In addition, that (a) both studies having assessed immunoreactivity against isolated antigens found significantly increased odds of γ-enolase antibody, but not aldolase C antibody, seropositivity in primary OCD compared with controls, and (b) four studies identified primary OCD group peak bands corresponding to the γ/α-enolase doublet, supports the specific nature of the observed association between primary OCD and autoimmunity. Supporting this interpretation, of the neuronal glycolytic enzymes, γ-enolase exhibits the greatest degree of proteomic sequence overlap with streptococcal pyogenes surface proteins (49%, expected chance identity = 1.0×10-109). Reference Dale, Candler, Church, Wait, Pocock and Giovannoni49 Arguing against this interpretation, however, despite the fact that pyruvate kinase M1 also exhibits considerable homology (38% proteomic sequence overlap) we observed no significant difference in the odds of seropositivity in primary OCD compared with controls in studies utilising recombinant pyruvate kinase as the isolate test antigen. Whether the latter finding is a consequence of Type II error is unknown. Last, existing evidence indicates that those with primary OCD are associated with 5.6-fold increased odds of ABGA CSF-positivity compared with healthy controls. If replicated, these data also favour the hypothesis that primary OCD is autoimmune-mediated in some patients.
Limitations
Results of this meta-analysis should be interpreted in light of several limitations. First, although sensitivity, subgroup and meta-regression analyses indicated that the observed effect of increased odds of ABGA seropositivity in primary OCD compared with controls remains robust to numerous conditionals, the possibility that residual confounding occurred cannot be excluded. Potential confounders that we did not assess include history of streptococcal exposure, autoimmune disease, immunotherapy and psychotropic medication. Second, interstudy variability in the sensitivity and specificity of immunostaining assays due to methodological heterogeneity limits the validity of inferences regarding the absolute odds of ABGA positivity in each study group. Even if this were definitively shown to be the case, however, it would not necessarily affect the ORs relating the proportions of ABGA-positive participants in each group.
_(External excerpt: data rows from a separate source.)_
PR #566, opened 2018-11-09
Add --block-polling-interval flag

### LINKED ISSUE #563: Make block ingestor interval configurable
This will help speed up running the graph-node in an automated integration test workflow with ganache, since the polling interval is the main source of latency for block processing (when using ganache).

timmclean:
Allow users to specify how often the block ingestor polls for new blocks. Requested by a user.

@Jannis are these good flag and env var names?

Resolves #563

### DIFF
--- a/node/src/main.rs
+++ b/node/src/main.rs
@@ -141,11 +141,11 @@ fn async_main() -> impl Future<Item = (), Error = ()> + Send + 'static {
                 .hide_env_values(true)
                 .help("Password to use for Elasticsearch logging"),
         ).arg(
-            Arg::with_name("block-polling-interval")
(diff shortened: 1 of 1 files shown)


Jannis (changes requested):
If prefix them with ETHEREUM / --ethereum. That'll make them pretty long but provided a better basis for future option/conf partitioning by subsystem.

If you want them to be shorter, you could drop the 'block', so it's just ETHEREUM_POLLING_INTERVAL.

The code itself looks good.

timmclean:
Yeah that sounds pretty good!

timmclean:
@Jannis updated with better flag name

Jannis (approved):

PR #568, opened 2018-11-09
Fix boolean queries

timmclean:
Queries involving a Not, NotIn, or Equal filter on a boolean value were causing database errors. It seems that Postgres doesn't allow boolean jsonb values to be cast to actual booleans. Converting the jsonb value to a string before casting to boolean fixes the problem.


Jannis (approved):
Weird but ok...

Last, that none of the eligible studies tested for seropositivity using isolated forms of other putative ABGA antigens (lysoganglioside GM1, tubulin, DR1 or DR2) restricts our ability to comment directly on their relationship with primary OCD. Since antibodies directed against these antigens are known to induce frank chorea in Sydenham chorea, Reference Brimberg, Benhar, Mascaro-Blanco, Alvarez, Lotan and Winter27-Reference Kirvan, Swedo, Snider and Cunningham30 our observation that only one included study identified a primary OCD group peak band corresponding to one of these antigens (tubulin, 55 kDa) Reference Morer, Lazaro, Sabater, Massana, Castro and Graus69 may reflect the absence of overt movement sequelae in primary OCD.
Implications
According to Witebsky’s postulates of criteria defining auto-immunity, our results constitute circumstantial evidence of autoimmunity in a subset of primary OCD. Reference Rose and Bona72,Reference Witebsky, Rose, Terplan, Paine and Egan73 To determine whether ABGA are pathogenic, epiphenomena or biomarkers of concomitant autoimmunity secondary to basal ganglia injury (antigen spreading), requires pre-clinical experimental studies designed to provide indirect or direct evidence of autoimmunity. Reference Rose and Bona72,Reference Witebsky, Rose, Terplan, Paine and Egan73 Such studies might be modelled after those supporting the pathogenicity of ABGA in PANS and Sydenham chorea. Reference Brimberg, Benhar, Mascaro-Blanco, Alvarez, Lotan and Winter27,Reference Kirvan, Swedo, Heuser and Cunningham29,Reference Kirvan, Swedo, Snider and Cunningham30,Reference Kirvan, Swedo, Kurahara and Cunningham43 Implicit in the design of these experimental studies is an analysis of which, if any, specific epitopes are pathogenic, and whether ABGA-antigen interactions influence signal transduction. Future studies should evaluate the relationship between ABGA positivity and established abnormalities of the CSTS, Reference Radua, van den Heuvel, Surguladze and Mataix-Cols14 glutamatergic tone, Reference Pittenger, Bloch and Williams17 and other genetic abnormalities among those with primary OCD. Reference Rotge, Aouizerate, Tignol, Bioulac, Burbaud and Guehl24,Reference Fluitman, Denys, Vulink, Schutters, Heijnen and Westenberg74-Reference Poe76 Such studies are likely to clarify whether these abnormalities - largely derived from separate lines of investigation - reflect convergent mechanisms in the pathogenesis of OCD.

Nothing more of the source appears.